本来ならもう少しノイエ様との時間が取れる筈だったそうなのですが、あの卒業式のやり取りを見て色々憶測なさる方がいらしたそう、とはムスカリの言葉です。
そうよね、付き合いたての男女が一つ屋根の下はね……広いし、そこかしこに人目があるので現実的には難しいでしょうけれど、若いエネルギーがどう暴走するか分かりませんものね。警戒したくなるのも分かります。

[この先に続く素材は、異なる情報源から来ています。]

PR #2862, opened 2023-12-25
working snap

kz6fittycent:
panekj has published a snap but it's not functioning. This snap will work with a GUI, etc. It should still probably remain in the edge channel, but it's working.


panekj:
The decision was that we don't support snap

kz6fittycent:
I can provide that support, since I've got it working. If you want to make me a collaborator on your snapcraft account, I can get that going for you.

panekj:
> I can provide that support, since I've got it working.

Are you going to provide ongoing support for building/testing the snap as well as help snap users?

kz6fittycent:
Sure can. I've been doing this for a while.

.github/workflows/test-snap-can-build.yml
```diff
@@ -0,0 +1,25 @@
...
+    branches: [ master ]
+  pull_request:
+    branches: [ master ]
+    
+jobs:
+  build:
+    runs-on: ubuntu-latest
+    strategy:
+      matrix:
+        node-version: [16.x]
```
panekj, line 14: Is this needed?

README.md
```diff
@@ -41,6 +41,11 @@ Lapce (IPA: /læps/) is written in pure Rust with a UI in [Floem](https://github
 You can find pre-built releases for Windows, Linux and macOS [here](https://github.com/lapce/lapce/releases), or [installing with a package manager](docs/installing-with-package-manager.md).
 If you'd like to compile from source, you can find the [guide](docs/building-from-source.md).
 
+You can also install the snap:
+```
+sudo snap install --edge lapce
+```
+
```
panekj, line 48: This should be in package manager doc

snap/snapcraft.yaml
```diff
@@ -0,0 +1,78 @@
...
+parts:
+  lapce:
+    source: https://github.com/lapce/lapce
+    source-type: git
+    plugin: rust
+    after: [cargo]
+
+    override-pull: |
+      snapcraftctl pull
+      snapcraftctl set-version "$(git describe --tags | sed 's/^v//' | cut -d "-" -f3)"
```
panekj, line 43: Lapce requires `RELEASE_TAG_NAME` to be set to correct version which can be `nightly` or git tag

snap/snapcraft.yaml
```diff
@@ -0,0 +1,78 @@
+name: lapce
+adopt-info: lapce
+summary: Lightning-fast And Powerful Code Editor
+description: |
+    Lapce (IPA: /læps/) is written in pure Rust with a UI in Floem. It is designed with Rope Science
+    from the Xi-Editor which makes for lightning-fast computation, and leverages Wgpu for rendering. 
+    More information about the features of Lapce can be found on the main website and user
+    documentation can be found on GitBook.
+
+base: core20
```
panekj, line 10: Would the newer `core22` base work? I'd rather keep all components on latest versions

snap/snapcraft.yaml
```diff
@@ -0,0 +1,78 @@
...
+    
+    override-pull: |
+      snapcraftctl pull
+      snapcraftctl set-version "$(git describe --tags | sed 's/^v//' | cut -d "-" -f2)"
+
+    build-packages:
+      - cargo
+      - rustc
+      - pkg-config
+      - librust-openssl-sys-dev
```
panekj, line 78: Do we have to build rust in snap? I'd rather grab rust from upstream like here: https://github.com/lapce/snapcraft-lapce/blob/c1555d285487e57b720fd249f9b64144610aa8f0/snap/snapcraft.yaml#L48

snap/gui/lapce.desktop
```diff
@@ -0,0 +1,12 @@
...
+Name=Lapce
+GenericName=Lapce
+Comment=Lightning-fast And Powerful Code Editor
+Exec=lapce
+Icon=${SNAP}/meta/gui/lapce.png
+Terminal=false
+Type=Application
+StartupNotify=false
+Categories=Application;
+Keywords=lapce;
```
panekj, line 12: Do we need separate desktop file for snap? I'd rather re-use what we already have in `extra/`

snap/gui/lapce.png
panekj, line 1: can't we use already present logo in repo?

.github/workflows/test-snap-can-build.yml
```diff
@@ -0,0 +1,25 @@
...
+    steps:
+      - uses: actions/checkout@v2
+
+      - uses: snapcore/action-build@v1
+        id: build
+
+      - uses: diddlesnaps/snapcraft-review-action@v1
+        with:
+          snap: ${{ steps.build.outputs.snap }}
+          isClassic: 'false'
```
panekj, line 25: Maybe we can move that as a separate job in https://github.com/lapce/lapce/tree/master/.github/workflows/ci/yml ?

.github/workflows/test-snap-can-build.yml
kz6fittycent: Yes, otherwise you get a deprecation warning from GH.

snap/snapcraft.yaml
kz6fittycent: sure that's easy enough to change.

.github/workflows/test-snap-can-build.yml
kz6fittycent: We don't have to include these with the PR. They were intended to help you with managing the snap. These all can be omitted - including the other items above.

snap/gui/lapce.png
kz6fittycent: Well, it will need to be a .png and be 256x256.

.github/workflows/test-snap-can-build.yml
kz6fittycent: Also, I think it's fine to omit this from the PR if I'm managing the snap.

snap/snapcraft.yaml
kz6fittycent: If you look in this section of `parts`, I am building it from upstream:
```
  cargo:
    source: https://github.com/rust-lang/cargo
    source-type: git
    plugin: rust
 ```

panekj: I know, that's my point - can we not build it at all?

kz6fittycent:
On taking some inventory, I think maybe I'll take a pass on maintaining the snap. Feel free to use the snapcraft.yaml I've provided. I've got a number of other priorities to manage.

本来なら婚姻式迄の期間、決定した婚約者と距離を詰めつつ、様々な公式行事に参加しながら王太子妃教育や王妃教育を施され忙しない日々となるらしいのですが、ノイエ様とは既に想いを通じ合わせた為暴走しない様に接触機会を減らされました。
王太子妃教育などですが……、まさかの実はほぼ終わっている状態でした。いえね、ちょっとおかしなとは思っていたのです。婚約者候補に過ぎないわたくしに対し、やけに細かく教育しているな、と。王家の細部をこんなに教育しちゃって、わたくしが婚約者にならなかったらどうするつもりなのかな?と。
暗部については言葉を濁されていましたが、憶測出来るレベルには教育されていました。ここら辺の詳細を現在教育されているところですが、……他の候補者の方々にもなさっていたのかしら?だとしたらセキュリティがばがばよ?と。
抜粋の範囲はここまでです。